Four things should be observed about these arrangements.
The first is that the payments described above add up to significant amounts. If IOOF’s income for the March 2018 quarter were repeated for the rest of the year, the payments would be worth more than $9 million annually. ANZ earned more than $13.7 million from these payments in 2017. It is important to remember that these amounts are not total payments across the group. They are only the payments generated from superannuation investments.
The second is that, on the material available, it is not possible to say whether the amounts received from the RE are properly seen as either a fee for service or as cost recovery. In the case of IOOF, the payments were calculated as either a proportion of funds under management or a flat $10 fee per member, depending on when the relevant agreement was made. Mr Oliver said that the $10 amount represented IIML’s processing cost. If the payments made under the earlier contracts were in return for the same services, they would represent a significant windfall for IOOF. In the case of ANZ, no entity in the ANZ group was even required to perform a service in return.
The third is that although this income is derived directly from members’ money, there appeared to be no direct benefit to members. Mr Oliver could not explain, and the evidence did not reveal with any real clarity, where the money received by IOOF Holdings went. Mr Pankhurst said that ANZ considers those payments when setting its fees. But the payments appear to be merely one input among many into ANZ’s pricing model.
The fourth is that the trustee has ultimate responsibility for this income. In the case of IOOF, I accept that IOOF Holdings (rather than IIML) is the contracting entity. But IIML is the trustee of the fund and decides where to invest its members’ money. The evidence was that IIML was aware of the payments but had taken no steps in relation to them. In the case of ANZ, the trustee is itself a party to the agreements under which the payments are made.
Arrangements of this kind may raise two issues.
First, I do not accept that an independent trustee acting in the best interests of its members would allow other parties to receive large amounts of money directly generated from members’ funds with nothing in return. I cannot say whether that is a proper description of what happened in these cases. If it is, it may well follow that the trustee has not complied with the covenant to act in the best interests of members.
The matter not having been so far drawn to the attention of the regulators, I refer the conduct of OPC, Oasis and IIML to APRA for its consideration of whether to take action.
The second issue relates to the duty to give priority to the interests of beneficiaries over the interests of others. Both APRA and ASIC told the Commission that payments of this kind could cause a conflict. They said the conflict could arise because it would be in the trustee’s interest to invest funds to maximise payments, rather than maximise benefits to members. As a result, they said, a trustee should not receive such payments unless the payments were then passed on to members.
This risk may be less significant than it initially appears. Under ‘platform’ arrangements, the individual superannuation member selects which managed investment scheme to invest in. That is, to the extent that the payments relate to investments through a platform, the trustee has limited scope to direct investments to obtain larger payments. However, the trustee still has control over what schemes are available to members. A risk remains that these payments could inappropriately influence those selections. On the material available, I cannot say whether this has occurred. But the risk would be avoided if the payments were passed on to members.

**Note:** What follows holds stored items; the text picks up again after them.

PR #9855, opened 2024-08-20
survive if config.xml is missing indirection_endpoint.geolocation_set…

caolanm:
…up.enable

which an old config will not have and results in failure to connect as exception is thrown

Change-Id: Ic2c9f66aa180251c90424578eb6cc2cd5aaecb09

* Resolves: # 
* Target version: master 

### TODO

- [ ] ...

### Checklist


Rash419 (approved):
Thanks for the patch. I missed it : )

timar (commented):
I'd also add the default to COOLWSD::innerInitialize()

caolanm:
> I'd also add the default to COOLWSD::innerInitialize()

added that now

Issue #7591, opened 2023-11-02
"Format > Columns" Menu: Style Dropdown Text Misaligned


Tex2002ans:
### Describe the Bug

In **Format > Columns**, the "None" text in the Style dropdown is oddly misaligned:

![Collabora 23 05 2 - Layout Columns - Columns Menu - Misaligned Styles Dropdown](https://github.com/CollaboraOnline/online/assets/5774324/a74445e0-03a9-497d-9ac6-183dff6b3b6c)

### Steps to Reproduce

In Writer:

1. Press **Format > Columns** button.

See misaligned text.

### Expected Behavior

"None" to vertically align in center, just like the other dropdowns with text.

### Actual Behavior

"None" looks like it's at the top of the box.

### Desktop

- **OS:** Linux Mint 21.1
- **Browser:** Firefox
- **Version:** 119.0
 
> COOLWSD version: 23.05.5.3 (git hash: 557f191d)
> LOKit version: Collabora Office 23.05.5.3 (git hash: 894db9a)
> Served by: Linux Mint 21.1
> Server ID: 36f66248

### Additional Context

That specific dropdown is where you choose what line types as a separator, so the graphics-mixed-with-text might be throwing this alignment off.

Darshan-upadhyay1110:
Adding this in `easy hack` section
Potential mentor: @pedropintosilva

PR #9863, opened 2024-08-20
fix format > columns menu misaligned style text

ChaseNelson:
Change-Id: Icdac9332fcd9584dc004f98a52772da041ff8496

* Resolves: #7591
* Target version: master 

### Summary

When "None" is selected for the Columns style, the text is misaligned with the arrow.

image


Darshan-upadhyay1110 (approved):
Looks good to me. Thanks !

Darshan-upadhyay1110:
@pedropintosilva i have tested with multiple JS dialogs and this seems not creating any regression. Instead, it fixes this same issues in many dialogs, so i think this is a safe patch and okay to merge it.

PR #9866, opened 2024-08-21
Fix comment box cut-off issue when zooming in

Darshan-upadhyay1110:
- Adjusted the collapsedMarginToTheEdge so comment box does not get cut after document zoom
- better to have value same for all devices

Change-Id: I626388cdbf1db5bedf5f3fc5fe180e3d15a9ecfc

* Resolves: # 
* Target version: master 

### TODO

- [ ] ...

### Checklist


gokaysatir (changes requested):
Thanks @Darshan-upadhyay1110 :)

I think it'd be better to play with the value of "collapsedMarginToTheEdge" variable, until we get a good margin from right side.

The variable name seems correct but its value needs to be modified.

Darshan-upadhyay1110:
24.04: Backport => https://github.com/CollaboraOnline/online/pull/9897
23.05: backport =>  https://github.com/CollaboraOnline/online/pull/9898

I make one further observation. It is troubling that in both organisations, the trustee appeared to have little awareness or understanding of these payments. The Commission heard that after the Commission enquired about this topic, the boards of OPC and Oasis asked for a briefing. Yet the information provided to the board in response was, according to Mr Pankhurst, inaccurate. Similarly, it seems that the board of IIML may not have considered the issue. What is more, even after the Commission’s enquiries it remains unclear what happens to the payments made to IOOF Holdings. It should not be the case that trustees of large superannuation funds, forming part of large and sophisticated financial groups, have so little knowledge of what happens to income generated from members’ investments.
 ASIC, Module 5 Policy Submission, 6–7 –; APRA, Module 5 Policy Submission, 28–9 .
 Transcript, Mark Pankhurst, 15 August 2018, 5039; Exhibit 5.254, Draft Minutes OnePath Custodians Meeting 26 July 2018, 13 August 2018.